----- RECORDS FOR THE EXERCISE -----
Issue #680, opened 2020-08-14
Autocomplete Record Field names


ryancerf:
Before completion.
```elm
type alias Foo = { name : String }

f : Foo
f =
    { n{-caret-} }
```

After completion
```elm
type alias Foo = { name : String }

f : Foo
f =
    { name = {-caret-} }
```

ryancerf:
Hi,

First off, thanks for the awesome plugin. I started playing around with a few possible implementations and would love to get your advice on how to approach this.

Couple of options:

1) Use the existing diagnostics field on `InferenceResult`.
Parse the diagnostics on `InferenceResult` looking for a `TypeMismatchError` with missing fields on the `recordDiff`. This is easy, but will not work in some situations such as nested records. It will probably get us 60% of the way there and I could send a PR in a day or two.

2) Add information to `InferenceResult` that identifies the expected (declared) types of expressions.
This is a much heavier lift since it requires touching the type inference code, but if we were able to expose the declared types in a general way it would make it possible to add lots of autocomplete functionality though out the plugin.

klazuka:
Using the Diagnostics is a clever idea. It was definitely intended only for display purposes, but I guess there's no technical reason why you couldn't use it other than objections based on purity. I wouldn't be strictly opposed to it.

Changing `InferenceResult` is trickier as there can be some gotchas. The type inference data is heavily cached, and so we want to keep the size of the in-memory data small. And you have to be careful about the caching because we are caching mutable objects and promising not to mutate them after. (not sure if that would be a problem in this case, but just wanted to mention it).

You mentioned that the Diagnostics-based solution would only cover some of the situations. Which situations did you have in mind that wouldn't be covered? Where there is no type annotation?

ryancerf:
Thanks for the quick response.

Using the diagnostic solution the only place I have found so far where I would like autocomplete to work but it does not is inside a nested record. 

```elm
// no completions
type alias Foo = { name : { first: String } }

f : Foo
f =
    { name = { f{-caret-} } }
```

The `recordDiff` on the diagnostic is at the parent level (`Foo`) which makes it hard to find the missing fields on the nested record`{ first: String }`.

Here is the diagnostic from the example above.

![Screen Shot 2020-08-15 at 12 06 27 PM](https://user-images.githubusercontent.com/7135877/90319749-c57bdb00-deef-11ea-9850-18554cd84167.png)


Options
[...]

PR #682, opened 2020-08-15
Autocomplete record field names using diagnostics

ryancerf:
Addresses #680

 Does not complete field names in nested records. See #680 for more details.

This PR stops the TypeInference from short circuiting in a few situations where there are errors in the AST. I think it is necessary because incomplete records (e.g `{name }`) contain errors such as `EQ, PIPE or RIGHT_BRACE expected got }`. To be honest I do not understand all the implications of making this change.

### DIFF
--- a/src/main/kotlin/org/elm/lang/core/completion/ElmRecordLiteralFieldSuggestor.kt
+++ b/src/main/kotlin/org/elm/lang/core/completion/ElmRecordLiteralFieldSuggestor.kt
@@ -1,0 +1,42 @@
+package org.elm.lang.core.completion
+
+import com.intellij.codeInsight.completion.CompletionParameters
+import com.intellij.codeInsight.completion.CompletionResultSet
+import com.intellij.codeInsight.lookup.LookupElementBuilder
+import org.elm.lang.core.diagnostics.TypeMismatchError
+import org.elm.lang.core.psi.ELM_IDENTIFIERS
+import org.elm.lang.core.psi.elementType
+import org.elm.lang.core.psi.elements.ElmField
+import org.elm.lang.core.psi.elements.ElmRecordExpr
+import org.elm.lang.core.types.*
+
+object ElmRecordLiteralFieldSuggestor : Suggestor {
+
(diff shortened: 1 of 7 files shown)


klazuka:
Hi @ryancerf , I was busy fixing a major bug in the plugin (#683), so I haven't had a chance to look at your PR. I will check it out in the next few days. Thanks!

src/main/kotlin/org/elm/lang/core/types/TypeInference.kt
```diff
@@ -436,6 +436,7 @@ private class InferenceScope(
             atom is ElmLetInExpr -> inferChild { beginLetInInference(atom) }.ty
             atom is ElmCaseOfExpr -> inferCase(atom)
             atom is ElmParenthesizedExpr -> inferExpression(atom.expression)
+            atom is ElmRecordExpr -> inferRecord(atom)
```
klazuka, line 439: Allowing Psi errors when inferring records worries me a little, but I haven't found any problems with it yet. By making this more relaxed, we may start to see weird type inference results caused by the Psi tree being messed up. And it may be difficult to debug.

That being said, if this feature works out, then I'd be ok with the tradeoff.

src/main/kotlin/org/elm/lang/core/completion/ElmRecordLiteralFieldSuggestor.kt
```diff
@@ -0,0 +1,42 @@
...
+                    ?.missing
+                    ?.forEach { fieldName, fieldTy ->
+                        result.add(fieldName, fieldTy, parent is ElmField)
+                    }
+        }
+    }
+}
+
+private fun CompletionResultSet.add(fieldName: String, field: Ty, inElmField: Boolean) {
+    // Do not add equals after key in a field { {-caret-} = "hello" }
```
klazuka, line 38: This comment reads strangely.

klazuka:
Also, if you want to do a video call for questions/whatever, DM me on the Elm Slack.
-----
## TASK REQUIREMENTS
Every entry, written out exactly, is what the response should contain.

## EXERCISE OUTPUT
Issue #680, opened 2020-08-14
Autocomplete Record Field names


ryancerf:
Before completion.
```elm
type alias Foo = { name : String }

f : Foo
f =
    { n{-caret-} }
```

After completion
```elm
type alias Foo = { name : String }

f : Foo
f =
    { name = {-caret-} }
```

ryancerf:
Hi,

First off, thanks for the awesome plugin. I started playing around with a few possible implementations and would love to get your advice on how to approach this.

Couple of options:

1) Use the existing diagnostics field on `InferenceResult`.
Parse the diagnostics on `InferenceResult` looking for a `TypeMismatchError` with missing fields on the `recordDiff`. This is easy, but will not work in some situations such as nested records. It will probably get us 60% of the way there and I could send a PR in a day or two.

2) Add information to `InferenceResult` that identifies the expected (declared) types of expressions.
This is a much heavier lift since it requires touching the type inference code, but if we were able to expose the declared types in a general way it would make it possible to add lots of autocomplete functionality though out the plugin.

klazuka:
Using the Diagnostics is a clever idea. It was definitely intended only for display purposes, but I guess there's no technical reason why you couldn't use it other than objections based on purity. I wouldn't be strictly opposed to it.

Changing `InferenceResult` is trickier as there can be some gotchas. The type inference data is heavily cached, and so we want to keep the size of the in-memory data small. And you have to be careful about the caching because we are caching mutable objects and promising not to mutate them after. (not sure if that would be a problem in this case, but just wanted to mention it).

You mentioned that the Diagnostics-based solution would only cover some of the situations. Which situations did you have in mind that wouldn't be covered? Where there is no type annotation?

ryancerf:
Thanks for the quick response.

Using the diagnostic solution the only place I have found so far where I would like autocomplete to work but it does not is inside a nested record. 

```elm
// no completions
type alias Foo = { name : { first: String } }

f : Foo
f =
    { name = { f{-caret-} } }
```

The `recordDiff` on the diagnostic is at the parent level (`Foo`) which makes it hard to find the missing fields on the nested record`{ first: String }`.

Here is the diagnostic from the example above.

![Screen Shot 2020-08-15 at 12 06 27 PM](https://user-images.githubusercontent.com/7135877/90319749-c57bdb00-deef-11ea-9850-18554cd84167.png)


Options
[...]

PR #682, opened 2020-08-15
Autocomplete record field names using diagnostics

ryancerf:
Addresses #680

 Does not complete field names in nested records. See #680 for more details.

This PR stops the TypeInference from short circuiting in a few situations where there are errors in the AST. I think it is necessary because incomplete records (e.g `{name }`) contain errors such as `EQ, PIPE or RIGHT_BRACE expected got }`. To be honest I do not understand all the implications of making this change.

### DIFF
--- a/src/main/kotlin/org/elm/lang/core/completion/ElmRecordLiteralFieldSuggestor.kt
+++ b/src/main/kotlin/org/elm/lang/core/completion/ElmRecordLiteralFieldSuggestor.kt
@@ -1,0 +1,42 @@
+package org.elm.lang.core.completion
+
+import com.intellij.codeInsight.completion.CompletionParameters
+import com.intellij.codeInsight.completion.CompletionResultSet
+import com.intellij.codeInsight.lookup.LookupElementBuilder
+import org.elm.lang.core.diagnostics.TypeMismatchError
+import org.elm.lang.core.psi.ELM_IDENTIFIERS
+import org.elm.lang.core.psi.elementType
+import org.elm.lang.core.psi.elements.ElmField
+import org.elm.lang.core.psi.elements.ElmRecordExpr
+import org.elm.lang.core.types.*
+
+object ElmRecordLiteralFieldSuggestor : Suggestor {
+
(diff shortened: 1 of 7 files shown)


klazuka:
Hi @ryancerf , I was busy fixing a major bug in the plugin (#683), so I haven't had a chance to look at your PR. I will check it out in the next few days. Thanks!

src/main/kotlin/org/elm/lang/core/types/TypeInference.kt
```diff
@@ -436,6 +436,7 @@ private class InferenceScope(
             atom is ElmLetInExpr -> inferChild { beginLetInInference(atom) }.ty
             atom is ElmCaseOfExpr -> inferCase(atom)
             atom is ElmParenthesizedExpr -> inferExpression(atom.expression)
+            atom is ElmRecordExpr -> inferRecord(atom)
```
klazuka, line 439: Allowing Psi errors when inferring records worries me a little, but I haven't found any problems with it yet. By making this more relaxed, we may start to see weird type inference results caused by the Psi tree being messed up. And it may be difficult to debug.

That being said, if this feature works out, then I'd be ok with the tradeoff.

src/main/kotlin/org/elm/lang/core/completion/ElmRecordLiteralFieldSuggestor.kt
```diff
@@ -0,0 +1,42 @@
...
+                    ?.missing
+                    ?.forEach { fieldName, fieldTy ->
+                        result.add(fieldName, fieldTy, parent is ElmField)
+                    }
+        }
+    }
+}
+
+private fun CompletionResultSet.add(fieldName: String, field: Ty, inElmField: Boolean) {
+    // Do not add equals after key in a field { {-caret-} = "hello" }
```
klazuka, line 38: This comment reads strangely.

klazuka:
Also, if you want to do a video call for questions/whatever, DM me on the Elm Slack.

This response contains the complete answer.